I never did go for sugar with my Q. I think it masks the taste of the meat. Besides, with half the country coming down with diabetes already, who needs it. As it is, almost every bite of processed food you put in your mouth is simply loaded with salt and sugar in some form. I also think it may be largely a Carolina thing. While I was born in VA my taste for Q was developed in North Carolina and they just don't use sugar or tomatoes in Q there. A smidgen of ketchup in finishing sauce perhaps or maybe a dab in red slaw but that's about it.


----------



## carson627 (Sep 13, 2010)

If you wanted it, how do you get a thick, dark bark?  Maybe I'm not caking on the brown sugar enough, but I can't get one to save my life.

Thanks in advance.


----------



## realtorterry (Sep 13, 2010)

The spritz whatever it may be will aid in that. Apple juice/ Captain Morgan & things of that sort will give the bark a nice added carmalized type flavor


----------



## eman (Sep 13, 2010)

Alot of it has to do w/the type of smoker you are using. Back when i had my new braunfuls SFB i had no problem getting a nice crusty bark on my smokes.

 But now i'm using my MES 40 w/ a water pan and it's allmost impossible to get that same bark.

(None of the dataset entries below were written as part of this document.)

PR #6111, opened 2021-02-22
DRAFT: Revise luci pass test graphs

seanshpark:
on-going draft to revise luci pass test graphs for reuse and
maintenance.

Signed-off-by: SaeHie Park <saehie.park@gmail.com>

Issue #6110, opened 2021-02-22
[luci] Revise pass test graph constructions


seanshpark:
`compier/luci/pass` test codes have graph construction that can be structured to layers
- like `ConstantFoldingAddTestGraph` or 
- like classes in `BatchNormPatternFinder.test.cpp`

Let's revise existing test codes for better maintenance and less effort in adding new ones.

seanshpark:
done

PR #6183, opened 2021-03-03
[luci] Introduce TestInitList

seanshpark:
This will introducet InitList which provides alias of
std::initializer_list.

### DIFF
--- a/compiler/luci/pass/src/test/TestInitList.h
+++ b/compiler/luci/pass/src/test/TestInitList.h
@@ -1,0 +1,35 @@
+/*
+ * Copyright (c) 2021 Samsung Electronics Co., Ltd. All Rights Reserved
+ *
+ * Licensed under the Apache License, Version 2.0 (the "License");
+ * you may not use this file except in compliance with the License.
+ * You may obtain a copy of the License at
+ *
+ *    http://www.apache.org/licenses/LICENSE-2.0
+ *
+ * Unless required by applicable law or agreed to in writing, software
+ * distributed under the License is distributed on an "AS IS" BASIS,
+ * WITHOUT WARRANTIES OR CONDITIONS OF ANY KIND, either express or implied.
+ * See the License for the specific language governing permissions and
+ * limitations under the License.
+ */
+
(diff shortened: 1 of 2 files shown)


seanshpark:
For #6110, from draft #6111

mhs4670go (approved):
LGTM

jinevening (approved):
LGTM

compiler/luci/pass/src/test/TestInitList.h
```diff
@@ -0,0 +1,35 @@
...
+#include <initializer_list>
+
+#include <cstdint>
+
+namespace luci
+{
+namespace test
+{
+
+using uilist = std::initializer_list<uint32_t>;
```
llFreetimell, line 29: IIUC, `uilist` is used for `shape` and used only at `luci/pass/src/test/`.
If then, `Shape` or `U32Shape` seems better than `uilist` because

- `uilist` decrease readability compared to `std::initializer_list<uint32_t>`.
- If we want to introduce new alias for `std::initializer_list<uint8_t>`, `uilist` is not unique for uint initializer list.

With this approach, we may be able to use `I32SqueezeDim` for `ilist`.

**p.s.** I love short names and I agree that making variable/function name short is better.
However, if short name is always best, short coding(like code golf) is best approach for writing a code but it is not :(

seanshpark: You got a point. I'll think of better name where it is used.

seanshpark: `ilist` is used for `CircleSqueeze` test and for `set_shape_vector()` for `CircleConst`
Using `I32SqueezeDim` is OK but I'll go with general name for `int32_t`

llFreetimell: My first approach was introducing both `I32Shape` and `I32SqueezeDim` but we may be able to handle it later :)
Thanks!

seanshpark:
I'll post another PR as whole things has changed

 I get some bark but nowhere near what i got on the stick burner.


----------



## dick foster (Sep 13, 2010)

Now that has a ring of truth to it. I use lump and chunk and always get a nice bark. Just the right amout it seems.


----------



## carson627 (Sep 13, 2010)

I using a propane smoker (Master forge) and usually use apple juice or a AJ/bourbon mix to spritz.  I guess I just don't put enough sugar or maybe I have too high a humidity in the box.  Wonder if that could be it?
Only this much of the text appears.